──────── Excerpted records ────────

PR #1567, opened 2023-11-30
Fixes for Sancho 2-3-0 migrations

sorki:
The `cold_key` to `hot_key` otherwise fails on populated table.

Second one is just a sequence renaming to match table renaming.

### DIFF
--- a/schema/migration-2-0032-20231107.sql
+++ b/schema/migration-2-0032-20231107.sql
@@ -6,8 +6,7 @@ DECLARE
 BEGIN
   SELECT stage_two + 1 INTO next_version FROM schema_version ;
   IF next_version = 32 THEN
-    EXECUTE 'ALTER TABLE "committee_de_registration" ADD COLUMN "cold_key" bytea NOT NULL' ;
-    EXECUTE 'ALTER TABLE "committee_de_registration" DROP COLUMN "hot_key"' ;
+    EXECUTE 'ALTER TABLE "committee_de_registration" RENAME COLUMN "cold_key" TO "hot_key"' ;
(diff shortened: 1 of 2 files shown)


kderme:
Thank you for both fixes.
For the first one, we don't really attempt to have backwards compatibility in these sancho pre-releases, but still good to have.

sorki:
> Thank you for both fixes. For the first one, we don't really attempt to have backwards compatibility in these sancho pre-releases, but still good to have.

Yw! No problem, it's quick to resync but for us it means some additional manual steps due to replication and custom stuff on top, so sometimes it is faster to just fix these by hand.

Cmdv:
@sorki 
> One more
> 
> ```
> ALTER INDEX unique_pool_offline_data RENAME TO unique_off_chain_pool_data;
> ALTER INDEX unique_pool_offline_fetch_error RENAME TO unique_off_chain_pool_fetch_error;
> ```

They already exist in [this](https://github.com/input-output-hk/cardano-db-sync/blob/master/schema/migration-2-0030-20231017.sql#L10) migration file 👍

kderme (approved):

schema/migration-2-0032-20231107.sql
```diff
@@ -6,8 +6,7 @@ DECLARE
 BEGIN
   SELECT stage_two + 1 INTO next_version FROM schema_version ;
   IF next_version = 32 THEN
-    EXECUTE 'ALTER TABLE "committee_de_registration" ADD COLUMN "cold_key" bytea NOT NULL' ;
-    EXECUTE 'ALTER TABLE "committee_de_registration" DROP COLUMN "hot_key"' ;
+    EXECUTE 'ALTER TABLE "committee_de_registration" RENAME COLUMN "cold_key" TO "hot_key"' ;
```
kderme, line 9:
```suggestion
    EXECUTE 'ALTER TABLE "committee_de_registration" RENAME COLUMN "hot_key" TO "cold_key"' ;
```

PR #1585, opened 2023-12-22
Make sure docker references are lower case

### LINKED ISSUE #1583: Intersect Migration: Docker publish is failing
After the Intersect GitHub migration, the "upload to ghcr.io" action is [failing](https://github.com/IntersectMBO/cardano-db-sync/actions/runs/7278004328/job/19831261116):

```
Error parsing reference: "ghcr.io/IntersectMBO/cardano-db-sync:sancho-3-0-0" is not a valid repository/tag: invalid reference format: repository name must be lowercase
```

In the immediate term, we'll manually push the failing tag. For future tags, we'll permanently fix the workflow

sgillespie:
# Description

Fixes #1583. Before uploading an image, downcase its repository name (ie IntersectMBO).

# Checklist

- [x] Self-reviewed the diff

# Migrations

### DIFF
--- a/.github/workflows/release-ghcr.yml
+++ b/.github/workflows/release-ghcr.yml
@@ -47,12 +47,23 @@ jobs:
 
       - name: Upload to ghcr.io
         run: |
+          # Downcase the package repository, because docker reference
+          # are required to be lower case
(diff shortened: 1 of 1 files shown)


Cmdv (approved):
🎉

────────

• [Your objective] From the first line to the last, please quote the material above exactly.

• [Result for this task]
PR #1567, opened 2023-11-30
Fixes for Sancho 2-3-0 migrations

sorki:
The `cold_key` to `hot_key` otherwise fails on populated table.

Second one is just a sequence renaming to match table renaming.

### DIFF
--- a/schema/migration-2-0032-20231107.sql
+++ b/schema/migration-2-0032-20231107.sql
@@ -6,8 +6,7 @@ DECLARE
 BEGIN
   SELECT stage_two + 1 INTO next_version FROM schema_version ;
   IF next_version = 32 THEN
-    EXECUTE 'ALTER TABLE "committee_de_registration" ADD COLUMN "cold_key" bytea NOT NULL' ;
-    EXECUTE 'ALTER TABLE "committee_de_registration" DROP COLUMN "hot_key"' ;
+    EXECUTE 'ALTER TABLE "committee_de_registration" RENAME COLUMN "cold_key" TO "hot_key"' ;
(diff shortened: 1 of 2 files shown)


kderme:
Thank you for both fixes.
For the first one, we don't really attempt to have backwards compatibility in these sancho pre-releases, but still good to have.

sorki:
> Thank you for both fixes. For the first one, we don't really attempt to have backwards compatibility in these sancho pre-releases, but still good to have.

Yw! No problem, it's quick to resync but for us it means some additional manual steps due to replication and custom stuff on top, so sometimes it is faster to just fix these by hand.

Cmdv:
@sorki 
> One more
> 
> ```
> ALTER INDEX unique_pool_offline_data RENAME TO unique_off_chain_pool_data;
> ALTER INDEX unique_pool_offline_fetch_error RENAME TO unique_off_chain_pool_fetch_error;
> ```

They already exist in [this](https://github.com/input-output-hk/cardano-db-sync/blob/master/schema/migration-2-0030-20231017.sql#L10) migration file 👍

kderme (approved):

schema/migration-2-0032-20231107.sql
```diff
@@ -6,8 +6,7 @@ DECLARE
 BEGIN
   SELECT stage_two + 1 INTO next_version FROM schema_version ;
   IF next_version = 32 THEN
-    EXECUTE 'ALTER TABLE "committee_de_registration" ADD COLUMN "cold_key" bytea NOT NULL' ;
-    EXECUTE 'ALTER TABLE "committee_de_registration" DROP COLUMN "hot_key"' ;
+    EXECUTE 'ALTER TABLE "committee_de_registration" RENAME COLUMN "cold_key" TO "hot_key"' ;
```
kderme, line 9:
```suggestion
    EXECUTE 'ALTER TABLE "committee_de_registration" RENAME COLUMN "hot_key" TO "cold_key"' ;
```

PR #1585, opened 2023-12-22
Make sure docker references are lower case

### LINKED ISSUE #1583: Intersect Migration: Docker publish is failing
After the Intersect GitHub migration, the "upload to ghcr.io" action is [failing](https://github.com/IntersectMBO/cardano-db-sync/actions/runs/7278004328/job/19831261116):

```
Error parsing reference: "ghcr.io/IntersectMBO/cardano-db-sync:sancho-3-0-0" is not a valid repository/tag: invalid reference format: repository name must be lowercase
```

In the immediate term, we'll manually push the failing tag. For future tags, we'll permanently fix the workflow

sgillespie:
# Description

Fixes #1583. Before uploading an image, downcase its repository name (ie IntersectMBO).

# Checklist

- [x] Self-reviewed the diff

# Migrations

### DIFF
--- a/.github/workflows/release-ghcr.yml
+++ b/.github/workflows/release-ghcr.yml
@@ -47,12 +47,23 @@ jobs:
 
       - name: Upload to ghcr.io
         run: |
+          # Downcase the package repository, because docker reference
+          # are required to be lower case
(diff shortened: 1 of 1 files shown)


Cmdv (approved):
🎉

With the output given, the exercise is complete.